(What you have to do)
Transcribe all records exactly.

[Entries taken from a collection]
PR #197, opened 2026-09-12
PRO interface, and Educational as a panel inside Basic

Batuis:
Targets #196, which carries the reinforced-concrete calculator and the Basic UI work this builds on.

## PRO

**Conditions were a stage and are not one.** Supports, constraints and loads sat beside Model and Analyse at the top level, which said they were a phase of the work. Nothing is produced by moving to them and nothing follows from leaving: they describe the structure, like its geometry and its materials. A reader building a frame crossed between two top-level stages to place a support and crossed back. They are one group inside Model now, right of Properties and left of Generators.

(Written solution)
PR #197, opened 2026-09-12
PRO interface, and Educational as a panel inside Basic

Batuis:
Targets #196, which carries the reinforced-concrete calculator and the Basic UI work this builds on.

## PRO

**Conditions were a stage and are not one.** Supports, constraints and loads sat beside Model and Analyse at the top level, which said they were a phase of the work. Nothing is produced by moving to them and nothing follows from leaving: they describe the structure, like its geometry and its materials. A reader building a frame crossed between two top-level stages to place a support and crossed back. They are one group inside Model now, right of Properties and left of Generators.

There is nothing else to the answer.